What risks are involved?

Today, with the use of current techniques, cardiac catheterization is a relatively safe procedure. However, because a major blood vessel is punctured, bleeding can be a problem. Bleeding usually is confined to the area around the puncture site, and often leaves "black and blue" marks that quickly fade. More significant bleeding may result in a blood-filled bump that may cause discomfort for a few days, but almost always goes away quickly.

The catheterization laboratory team is trained to recognize and treat any complications. All necessary drugs and supplies are stored in the laboratory.

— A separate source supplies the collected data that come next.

PR #455, opened 2023-11-07
ENH: Spherical Caps Included in Total Length

MateusStano:
## Pull request type

## Checklist

## Current behavior

When creating a cylindrical tank with spherical caps, the `height` argument only refers to the height of the tank, _excluding_ the tank. This is counterintuitive and just forces the user to measure/calculate impractical stuff.

Also, this was not explicit in the documentation

## New behavior

The `height` argument now refers to the entire tank, with or without spherical caps

## Breaking change

- [ ] Yes
- [x] No

## Additional information

Seems there was also a bug with some geometries due to numerical errors in the calculations of the spherical caps, so really long tanks could not be defined. This was fixed by adding an `abs` to the calculation of the spherical caps geometry


Gui-FernandesBR:
I understand your motivation and it is fair enough to me.

However, this PR technically introduces a breaking change since the `add_spherical_caps` is not a private method and you're adding a new mandatory argument to it. I recommend removing the new `total_height` argument. but it would also be possible to set this argument as optional.

Also, the code is considering that the caps will have a perfect sphere at the its both tips. If you give a blind search, it's almost impossible to find a perfect sphere format (https://www.google.com/search?q=cylindrical+tank&sca_esv=581032301&tbm=isch&source=lnms&sa=X&ved=2ahUKEwiw-9vHl7iCAxUpJrkGHYFKBBIQ_AUoAXoECAIQAw&biw=1358&bih=642&dpr=1). Usually it has a height different than the tank radius. Shall we start considering this phenome as well?

rocketpy/motors/tank_geometry.py
```diff
@@ -369,28 +369,37 @@ def __init__(self, radius, height, spherical_caps=False, geometry_dict=dict()):
         height : float
             Height of the cylindrical tank, in meters.
         spherical_caps : bool, optional
-            If True, the tank will have spherical caps. The default is False.
+            If True, the tank will have spherical caps. The height of the
+            tank is maintained. The default is False.
```
phmbressan, line 373: I would expand this documentation (and of the height parameter) to be clearer on what is being considered as height when the spherical caps is either True of False.

Of course this PR already helps on this parameter being more consistent and intuitive, but clear docs will make sure that no confusions are made.

rocketpy/motors/tank_geometry.py
```diff
@@ -369,28 +369,37 @@ def __init__(self, radius, height, spherical_caps=False, geometry_dict=dict()):
...
-        self.add_geometry((-height / 2, height / 2), radius)
-        self.add_spherical_caps() if spherical_caps else None
+        if spherical_caps:
+            self.add_geometry((-height / 2 + radius, height / 2 - radius), radius)
+            self.add_spherical_caps(height)
+        else:
+            self.add_geometry((-height / 2, height / 2), radius)
 
-    def add_spherical_caps(self):
+    def add_spherical_caps(self, total_height):
```
phmbressan, line 385: I would remove this parameter since this value of `total_height` might have any value so that the Tank geometry may be completely reshaped. Therefore I don't think this should be the behavior of a method that simply add spherical caps.

I implemented this method so that someone that made an instance of a CylindricalTank without caps can add standard caps to it should he want. Therefore, in this reasoning, it made sense to change the total height of the tank since its geometry was changed (without any need for the `total_height` parameter).

MateusStano:
@Gui-FernandesBR @phmbressan added the warning as we talked

Please give a re-review here

rocketpy/motors/tank_geometry.py
```diff
@@ -369,28 +369,46 @@ def __init__(self, radius, height, spherical_caps=False, geometry_dict=dict()):
...
-        """
+        and at the top of the tank with the same radius as the cylindrical
+        part. The height is not modified, meaning that the total volume of
+        the tank will decrease.
+        """
+        # raise warning
+        print(
+            "Warning: Adding spherical caps to the tank will not modify the "
+            + "height of the tank."
+        )
```
phmbressan, line 398: A would rather the warning was a bit more clear on what is the method outcome, for example:

```suggestion
        print(
            "Warning: Adding spherical caps to the tank will not modify the "
            + f"total height of the tank {self.height}."
            + f"Its cylindrical portion height will be reduced to {self.height - 2*self.radius}."
        )
```

phmbressan (approved):
Good, this way the object creation seems much more intuitive. The docstrings are also much clearer.

rocketpy/motors/tank_geometry.py
```diff
@@ -369,28 +369,46 @@ def __init__(self, radius, height, spherical_caps=False, geometry_dict=dict()):
...
         """
         Adds spherical caps to the tank. The caps are added at the bottom
-        and at the top of the tank. If the tank already has caps, it raises a
-        ValueError.
-        """
+        and at the top of the tank with the same radius as the cylindrical
+        part. The height is not modified, meaning that the total volume of
+        the tank will decrease.
+        """
+        # raise warning
```
Gui-FernandesBR, line 394: this comment is not necessary

```suggestion
```

Gui-FernandesBR (approved):
Nice problem solving, the code is clearer now, I'm comfortable with its final state.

What happens after the procedure?

You will be returned to your hospital room by stretcher after the puncture site has been bandaged.

If the procedure was performed through the groin, a pressure bandage may be placed on the puncture site. You will be lying flat, keeping your leg straight. The head of the bed will be flat or elevated slightly; it will be raised four to six hours later. To urinate or move your bowels, you will need to use a bedpan.

If the procedure was performed through the arm, a bulky bandage will be placed over the incision. Usually, you will be allowed out of bed to sit in a chair and you may use the bathroom shortly after returning to your room.

The blood pressure and pulse in your arm or leg will be checked frequently and recorded upon your return to your room. Fluids will be provided and you will be encouraged to drink them so that the contrast medium with which you were injected can be flushed out by your kidneys. Your intravenous line may be left in place for several hours.

The bandage will be checked frequently for signs of bleeding; but any pain, bleeding, or discomfort at the puncture site or elsewhere in your arm or leg should be reported to the nurse immediately.

When will I be informed of the results?

The data obtained on videotape must be considered preliminary, and serve primarily as a guide for the physician who performed the procedure. The x-ray requires 30 to 60 minutes for development and processing. Review of the data takes time, and consultation with your primary physician may be necessary. Preliminary results are frequently discussed at the conclusion of the procedure, with final discussion of diagnosis and treatment plans occurring within 12 to 24 hours. Many physicians prefer to discuss final results during an office visit following discharge.